Berdi noted that at least she was eating—not much—but enough for basic sustenance. I knew why. That was for Mikael too, and what they still shared. If I had told Pauline the truth about him, would she have cared enough to even touch her food?

We all agreed we would help her through this, each of us taking on a portion of Pauline’s workload, and we gave her the space she asked for and the time to observe the mourning due a widow. We knew she wasn’t a true widow, but who else was to know? We wouldn’t tell. I was hurt at being shut out, but I had never lost the love of my life, and that was what Mikael had been to her.

With the festival little more than two weeks away, there was more work to be done than usual, and without Pauline to help, we worked from dawn until the last meal was served in the evening. I thought of the days back at the citadelle when I’d lie awake, unable to sleep, musing about one thing or another, usually an injustice perpetrated by someone with more power than I—and that included just about everyone. I didn’t have that problem now. I slept deep and hard, and if the cottage had caught fire, I would have burned right along with it.

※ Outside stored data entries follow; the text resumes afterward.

Issue #1060, opened 2017-10-27
UI: Negative filtering filters out empty/missing labels.


beorn7:
**What did you do?**

Filtered in the UI for alerts with unequality matcher: `foo!="bar"`

**What did you expect to see?**

I still want to see alerts that do not have a `foo` label at all, as "missing label" implies "label with empty label value", and `foo=""` clearly fulfills `foo!="bar"`.

**What did you see instead? Under which circumstances?**

An alert without `foo` label was not displayed with above filter.

**Environment**

* Alertmanager version:

0.9.1

stuartnelson3:
Ah, this wouldn't have been the expected behavior for me. When filtering by a label `foo!="bar"`, I would expect to be returned timeseries with a label foo, but that label not equalling bar.

Your expectation is consistent with prometheus, so it makes sense to fix this in alertmanager.

beorn7:
Indeed, we should definitely keep the semantics consistent throughout the Prometheus stack. Empty label and no label has to be semantically equivalent.

PR #1095, opened 2017-11-12
Fix silences negative filtering

josedonizetti:
We changed the alerting filtering logic to be consistent with prometheus https://github.com/prometheus/alertmanager/issues/1060. 

This PR makes the same change to the silence filtering, and extract the filtering logic which is equal no matter if an alert, or silence. This way is easier for a new change to be effective cross alertmanager, without having to change two different places.

### DIFF
--- a/api/api.go
+++ b/api/api.go
@@ -618,7 +618,7 @@ func (api *API) listSilences(w http.ResponseWriter, r *http.Request) {
 			return
 		}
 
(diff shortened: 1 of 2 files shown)


stuartnelson3:
fix the merge conflicts and it's good to go

josedonizetti:
@stuartnelson3 Done. I've rebased the master commits. Thanks.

In spite of the increased workload, I still saw Rafe and Kaden often. In fact, at every turn, one of them seemed to be there, offering assistance with a wash basket or helping me unload supplies from Otto. Gwyneth teased on the sly about their convenient attentions, but it never went farther than being helpful. Mostly. One day I heard Kaden roaring with a vengeance. When I ran from cleaning the rooms to see what was wrong, he was emerging from the barn, holding his shoulder and sending up a string of hot curses at Rafe’s horse. It had nipped him on the front of his shoulder and blood was seeping through his shirt.

I led him to the steps of the tavern and pushed on his good shoulder to make him sit, trying to calm him. I undid the first button of his shirt and pulled it aside to look at the wound. The horse had barely broken the skin, but an ugly palm-sized bruise was already swelling and turning blue. I ran to the icehouse and returned with several chips wrapped in cloth and held it to the wound.

“I’ll get some bandages and salve,” I said.

He insisted it wasn’t necessary, but I insisted louder and he relented. I knew where Berdi kept the supplies, and when I returned, he watched every move I made. He said nothing as I applied the ointment with my fingers, but I felt his muscles tense at my touch as I gently pressed the bandage in place with my hand. I placed the pack of ice chips back on top, and he reached up, holding my palm against his shoulder with his own, as if he was holding on to something more than just my hand.

“Where did you learn to do that?” he asked.

I laughed. “Apply a bandage? A simple kindness needn’t be learned, and I grew up with older brothers, so there were always bandages being applied to one of us or another.”

His fingers squeezed around mine, and he stared at me, I thought searching for some sort of thank-you, but then I knew it was more than that. Something deep and tender and private lurked in his dusky eyes. He finally released my hand and looked away, a tinge of pink at his temples. With his gaze still averted, he whispered a simple “thank you.”

His reaction was puzzling, but the color faded as quickly as it had come, and he pulled his shirt back over his shoulder as if it hadn’t happened.

“You’re a kind soul, Kaden,” I said. “I’m sure it will heal quickly.”

When I was halfway through the door to return the unused supplies, I turned and asked, “What language was that? The curses? I didn’t recognize it.”

His mouth hung half open, and his expression was blank. “Only nonsense words my grandmother taught me,” he said. “Meant to spare a coin of penance.”

It hadn’t sounded like nonsense to. It had sounded like angry real words said in the heat of the moment. “I need to learn some of those words. You must teach me one day so I can spare my coins too.”